There is also a new breed of file storage products designed for hybrid cloud use. These include Qumulo, WekaIO, Nexenta and Hedvig. Elastifile was counted among these, but was bought by Google in 2019.
Object storage is a more recent contender for the unstructured data storage crown. It keeps data in a flat format accessed via a unique ID, with metadata headers that allow for search and some analysis.
Object storage gained traction as an alternative to some of the drawbacks of scale-out NAS, which can suffer performance hits as it grows due to its hierarchical structure.
Object storage is arguably the native format of the cloud, too. It is hugely scalable and accessible via application programming interfaces (APIs), which fits well with the DevOps way of doing things.
Compared to file storage, object storage lacks file locking, and until recently it lagged in terms of performance, although that is changing and is driven by the need for rapid analysis of unstructured data.
All the big five make object storage for on-prem use, with ways to tier to object storage in the cloud. Also, there are object storage specialists such as Scality, Cloudian, Quantum, Pure Storage and the open source Ceph.
All the big cloud providers’ basic storage offerings are based on object storage, with varying classes of service/performance offered.

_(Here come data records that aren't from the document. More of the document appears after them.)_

PR #35, opened 2015-11-16
Pulling re-org changes from dev to master

danamlewis:
Re-org of docs overall to reflect "rainbow' outline to better match oref0 as it is today:
*Adds phase visual image to intro page
*Moves phase0-4 to intro section, re-word and updated to reflect image outline.
*Created some new sub pages to reflect steps in phases 0-4
*Added a lot that needs to be edited/reviewed/added to in phase 3 and 4 (!)
*As always, asking people to review and edit how they want to be listed in the people section, if at all
*Added a FAQ section that I intend to add to more later, but is a good home base for usability-type info
-I think I got the links that needed to be updated as a result of all the file and folder re-naming, but as always would be good for someone to do a deep check on those.
-More PRs and fixes welcome to build on these re-org changes :)

PR #36, opened 2015-11-17
Rainbow connection

channemann:
* Removed some redundancy in the phase organization by consolidating the sections in the introduction into the first page of each phase section.
* Fixed issues with images
* General rewording, typo fixing, etc
* Added notes on AAA batteries and cases to hardware section
* Added a troubleshooting section with common linux commands (still needs work)
* _started_ some reformatting of Phase 2, but stopped short (requires further discussion)
* Moved document conventions to separate subsection
* Split out ToC
* Other modifications and fixes I can't quite remember

Not sure what the automatic merge issue is; let me know if I can help alleviate that


scottleibrand:
Looks pretty good to me. Noticed a couple really minor things I can fix when resolving the merge conflict. Only regression I see is that you got rid of the TOC embedded in the README, so now there's no good way to link to all the content without using the gitbook. We should probably readd that, and add a bunch more links within the new phase sections to each of their component pages. It should be possible for someone who just lands on the repo to read the first page, start clicking to follow links and read things in order, and not miss any content.

channemann:
Yeah, I went back and forth on the TOC for that same reason—having it on the landing page. The intro had just become so long and I thought having an easily-found TOC (i.e. one that had an explicit sidebar callout) would be good.

I get what you're talking about with the pages being linked to each other, but is there any particular reason for someone not to view it in the gitbook?

scottleibrand:
Gitbook doesn't work at all for reviewing things in a dev branch, for one thing. We have had discussions about ditching gitbook entirely due to unexplained update delays etc.  And some people just won't notice the gitbook link. All of those point to making the repo self-contained, with gitbooks an optional nice UI. 

-Scott




On Tue, Nov 17, 2015 at 9:26 AM -0800, "Chris Hannemann" <notifications@github.com> wrote:












Yeah, I went back and forth on the TOC for that same reason—having it on the landing page. The intro had just become so long and I thought having an easily-found TOC (i.e. one that had an explicit sidebar callout) would be good.



I get what you're talking about with the pages being linked to each other, but is there any particular reason for someone not to view it in the gitbook?

danamlewis:
Finally had a chance to review (all) of this great work! I like it. A few thoughts:

-what about removing or instead embedding the first image of the setup on the Intro page? that takes a lot of space, and it's included elsewhere. I think that would give us more space, and I'd like the TOC on the home page at the bottom since more people are coming to github rather than using gitbooks to nav through this, and then beyond phase 0-4 they can see all the great stuff as a part of these docs.
-Separate TOC is also good to have.

With that, I'll give this another +1. (We'll go ahead and merge #35 and then can talk about how to proceed with these changes so they're compatible).

danamlewis:
Closing because #38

AWS, for example, offers different classes of S3 storage that vary according to access time requirements and value or reproducibility of data.
Cloud benefits and containers
All the big three cloud providers offer their core object storage services for use as data lake storage.
Microsoft offers a targeted service that will handle unstructured data, Azure Data Lake.
The benefits here are that the cloud provider offers expandable capacity and the means of getting data to it via gateways, etc. The downside, of course, is that you have to pay for it, and the more data you put into the data lake, the more it costs.
Also, the hyperscalers offer NoSQL databases in their clouds. These can be their own – Google Datastore, Amazon DynamoDB, Azure Cosmos DB – or third-party NoSQL databases that can be deployed in their clouds.